[Records from a data source]
★ ★ ★ ★

Issue #5060, opened 2024-06-28
Upgrade zookeeper to 3.7.x 


barthanssens:
### Current Behavior

I've noticed, when releasing the docker workbench image, there are a few vulnerabilities in zookeeper (which may or may not affect RDF4J workbench), which is used by solr

- CVE-2023-44981

### Expected Behavior

Upgrading to a newer release of zookeeper fix the reported CVE for zookeeper dependency

### Version

5.0.0

### Are you interested in contributing a solution yourself?

Yes

barthanssens:
Was used by Solr Sail (which was removed in RDF4J 6.0)

PR #5062, opened 2024-06-28
GH-5060: use more recent version of zookeeper to fix CVE

barthanssens:
GitHub issue resolved: # 5060

- use a newer version of zookeeper for fix CVE

----

### DIFF
--- a/core/sail/solr/pom.xml
+++ b/core/sail/solr/pom.xml
@@ -12,8 +12,22 @@
 	<properties>
 		<!-- FIXME: Support for embedded Solr server require non-provided Java EE dependencies -->
 		<enforce-javaee-provided.fail>false</enforce-javaee-provided.fail>
+		<!-- use at least 3.7 to fix CVE -->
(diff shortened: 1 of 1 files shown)


hmottestad:
What version of zookeeper are we using today? And where is zoo-keeper being used do you know?

barthanssens:
> What version of zookeeper are we using today? And where is zoo-keeper being used do you know?

Via solr-sorlj version 3.6.2 is used (or at least, zookeeper is distributed in the 5.0 SDK), not sure if it is actually used (i.e. started) when using the Solr Index Sail ...

hmottestad:
Maven is supposed to choose the highest version number when there is a conflict, so hopefully the next time we update solr then it will choose the zookeeper version from solr if it's higher. 

I don't really trust that though. So maybe you can add a comment to the Pom to explain that we are only specifying the version here because solr version x.x.x has a transitive dependency for zookeeper that is has a vulnerability?

hmottestad (approved):

PR #29, opened 2023-03-18
Slow odgi edgy

anshumanmohan:
Currently a draft, but this PR will add a few edge-aware odgi functions to slow-odgi


Makefile
```diff
@@ -50,9 +50,10 @@ test-slow-matrix: og
 	-turnt --save --env matrix_oracle test/*.og
 	turnt --diff -v --env matrix_test test/*.gfa
 
-test-slow-validate: og
-	-turnt --save --env validate_oracle test/*.gfa
-	turnt --diff -v --env validate_test test/*.gfa
+test-slow-validate: fetch
+	-turnt --save --env validate_setup/*.gfa
```
anshumanmohan, line 54: I need to learn more about turnt, but I can't get this little chunk to run. What I want is:
- Run `perturb` to generate, for each file.gfa, a new temp.file.gfa. This temp.file.gfa will be missing a few links, thus giving validate something to work with.
- Run `odgi validate` on temp.file.gfa, saving the result of this as file.out
- Run slow-odgi's validate on temp.file.gfa, comparing against file.out

However, it seems to me that the test-slow-validate stanza is not running at all right now.

test/turnt.toml
```diff
@@ -54,10 +54,14 @@ command = "odgi matrix -i {filename}"
...
 command = "python3 ../slow_odgi/matrix.py < {filename}"
 
+[envs.validate_setup]
+binary = true
+command = "python3 ../slow_odgi/perturb.py < {filename} > temp.{filename}"
+
 [envs.validate_oracle]
 binary = true
-command = "odgi validate -i {filename}"
+command = "odgi validate -i temp.{filename} 2>temp.txt; cat temp.txt"
```
anshumanmohan, line 63: `odgi validate` puts its output into stderr. What I really want is to direct stderr to stdout, which will itself go to filename.out thanks to turnt. However, this isn't working. I think it has to do with the order, as suggested by [these folks](https://linuxize.com/post/bash-redirect-stderr-stdout/#redirecting-stderr-to-stdout).

My workaround: I'm throwing stderr into a temp file, and then using `cat` to essentially echo it back to turnt, which saves it to filename.out.

test/perturb.sh
anshumanmohan, line 1: Ugly, but I've used a quick sh script to do what I was hoping turnt could do

Makefile
anshumanmohan: I've done up a quick band-aid solution here: [Temp fix to generate interesting cases for validate](https://github.com/cucapra/pollen/pull/29/commits/6a909ba88090ca9eddaa7c3f8ed1642513090eb3) but I'd like to actually get it right using turnt

anshumanmohan:
This PR adds functionality for `odgi matrix` and `odgi validate`. These methods, along with `odgi degree`, are the primary users of edges (aka links). Other than that, edges can mostly be given second-class treatment: paths carry the same information in a nicer format, assuming we do not worry about unused edges that were not on any path to begin with.

These three algorithms all benefit from the same precomputation. In one pass through the graph's links, I construct the two dicts `ins` and `outs`. They have the same type; one holds in-edges and one holds out-edges.

```
Dict[Tuple[str, bool], List[Tuple[str, bool]]]
# where 
# key: (segment name, orientation)               (my details)
# value: list of (segment name, orientation)     (my neighbors' details)
```

```
for link in graph.links:
    ins[(link.to, link.to_orient)].append((link.from_, link.from_orient))
    outs[(link.from_, link.from_orient)].append((link.to, link.to_orient))
```
The three algorithms fall out straightforwardly from these precomputed dicts.

anshumanmohan:
Unfortunately, `matrix` and `validate` both have one case each where they do not diff out correctly against the odgi oracle.
- `matrix` has a simple normalization issue. In the sparse matrix representation of LPA.gfa, the order of nodes I present differs from the order that odgi presents in two instances (two rows of the matrix). The information itself is correct.
- In `validate`, my version reports a few more missing links than odgi does. This is only for the graph DRB1-3123.gfa. 

I will investigate both of these further!

Re: testing and SE, there is another silly issue: I am occasionally forced to create temp files, and those have to have the .gfa extension in order for odgi to accept them as inputs. Then, because they have the .gfa extension, turnt tries to run tests on these temp files as though they were bona fide test files. Silly and a bit gross, and I'd appreciate any thoughts about cleaning up this workflow.

anshumanmohan:
Fixed the normalization issue in `matrix` easily enough. 

The issue with `validate` was more subtle. When the GFA has the link  `L n1 + n2 +` and a path needs to traverse `...n2-, n1-,...`, odgi wants us to say that _this is okay_. I had been saying that this is not okay (and requiring a link that actually looked like `L n2 - n1 -`). I have weakened my check and I diff out correctly versus `odgi validate` now,  but really I think this is kinda bananas and goes to show how silly edges are.

sampsyo:
Wow; hella awesome! I'm glad this edge stuff didn't present _overly_ much trouble!

> These three algorithms all benefit from the same precomputation. In one pass through the graph's links, I construct the two dicts `ins` and `outs`. They have the same type; one holds in-edges and one holds out-edges.

FWIW, I might summarize this by calling it the "adjacency list" representation of a graph.

> I am occasionally forced to create temp files, and those have to have the .gfa extension in order for odgi to accept them as inputs. Then, because they have the .gfa extension, turnt tries to run tests on these temp files as though they were bona fide test files. Silly and a bit gross, and I'd appreciate any thoughts about cleaning up this workflow.

Ah, that is annoying: to summarize, both odgi and Turnt are extension-sensitive, so they are competing for the namespace here. One option might be to build up a teensy bit of infrastructure to put those temporary files into a temporary directory… although using [mktemp(1)](https://linux.die.net/man/1/mktemp) to make a file with a special extension is going to be pretty annoying. I wonder if we might be happiest just implementing something like https://github.com/cucapra/turnt/issues/23 in Turnt?

slow_odgi/perturb.py
```diff
@@ -0,0 +1,18 @@
+import sys
+import mygfa
+import random
+
+def pop90percent(l):
+    origlen = len(l)
+    while len(l) > .1 * origlen:
+        l.pop(random.randrange(len(l)))
```
sampsyo, line 8: FWIW, the [random](https://docs.python.org/3/library/random.html) module has something pretty similar to this:

```py
l[:] = random.sample(l, .1 * len(l))
```

test/perturb.sh
sampsyo, line 1: FWIW, since this is pretty short, it could be inlined in the Makefile. It just needs `\`s at the end of each line to be treated as a single line of shell.

test/turnt.toml
sampsyo: Aha, that is annoying. It would be good if `2>&1` worked in Turnt commands. TBH I am not exactly sure how to accomplish this, but would you mind opening a Turnt bug and we can go from there?

sampsyo (commented):
Just a few low-level suggestions!

susan-garry:
> Re: testing and SE, there is another silly issue: I am occasionally forced to create temp files, and those have to have the .gfa extension in order for odgi to accept them as inputs. Then, because they have the .gfa extension, turnt tries to run tests on these temp files as though they were bona fide test files. Silly and a bit gross, and I'd appreciate any thoughts about cleaning up this workflow.

Maybe the simplest solution is just to create a list of `SLOW_OG_TEST_FILES` and then run `turnt` on this list of actual test files. For example:
```
SLOW_OG_TEST_FILES := $(TEST_FILES:%=test/%.gfa)
// Equivalent to SLOW_OG_TEST_FILES = t.gfa k.gfa note5.gfa ... LPA.gfa

test-slow-validate: fetch
	test/perturb.sh
	-turnt -v --save --env validate_oracle $(SLOW_OG_TEST_FILES)
	turnt -v --env validate_test $(SLOW_OG_TEST_FILES)
```

test/turnt.toml
```diff
@@ -81,14 +81,13 @@ command = "python3 ../slow_odgi/overlap.py {base}.paths < {filename}"
 
 [envs.validate_setup]
 binary = true
-command = "python3 ../slow_odgi/perturb.py < {filename} > temp.{filename}"
+command = "python3 ../slow_odgi/perturb.py < {filename}"
+output.gfa = "-"
```
anshumanmohan, line 85: A silly workaround, but I use the output.extension trick to clobber the GFAs in place. This means that the GFAs need to be re-fetched for future commands, but it does help avoid the situation where we were creating new temp gfas and then seeing turnt use those temp gfas as targets.

test/turnt.toml
anshumanmohan: Done!

slow_odgi/validate.py
```diff
@@ -0,0 +1,29 @@
+import sys
+import mygfa
+import preprocess
+from typing import List, Tuple, Dict
+
+def sego_str(seg):
+    return seg[0] + ("+" if seg[1] else "-")
```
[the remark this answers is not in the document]
anshumanmohan: So I thought this was a neat idea and got to trying it, but then ran into issues in my adjacency matrix (in test/preprocess.py). 

Say I make a new class, SegNameO, in gfa. Now the dict inside the adjmat ends up looking like this:
```
    key: SegNameO              # my details
    value: list of SegNameO    # neighbor's details
```
and this seems to make Python worry about unhashable types being used as dict keys. I figure there is a workaround, but is this getting a bit out of hand? Just wanted to check in before going too deep.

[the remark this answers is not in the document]
anshumanmohan: Ah never mind, I discovered `__hash__`.

anshumanmohan:
Done with the tasks that fell out of your review @sampsyo! The [solution](https://github.com/cucapra/pollen/pull/29#discussion_r1160304303) for perturbing the graphs to generate new .gfas is rather naughty indeed, so please let me know what you think. If you think it's okay (given the alternatives), please hit merge!

slow_odgi/mygfa.py
```diff
@@ -91,19 +91,41 @@ def __str__(self):
             str(self.overlap),
         ])
 
+@dataclass
+class SegO:
```
anshumanmohan, line 95: I realize this looks like a sprawling commit. It's all basically just the claeanup after getting this little dataclass into mygfa.

test/turnt.toml
sampsyo: Something like this makes sense to me! Maybe deserves its own PR though?

slow_odgi/mygfa.py
sampsyo: `SegO` is a fine name, but I think a "segment/orientation pair" is what we also know as a "handle"? (At least according to [the relational doc](https://github.com/cucapra/notes/blob/main/Pollen/backend/relational.md#other-types).) It's a confusing name, obviously, but it is what folks seem to call it.

test/turnt.toml
anshumanmohan: Gotcha, will do!

slow_odgi/mygfa.py
anshumanmohan: 🙈 Wow a little embarrassing! I'll change it!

★ ★ ★ ★

* [REQUIRED WORK]: In the entries above, how many lines contain the word "pass"? Provide the number alone.

* [ANSWER TO THIS PROBLEM]: 2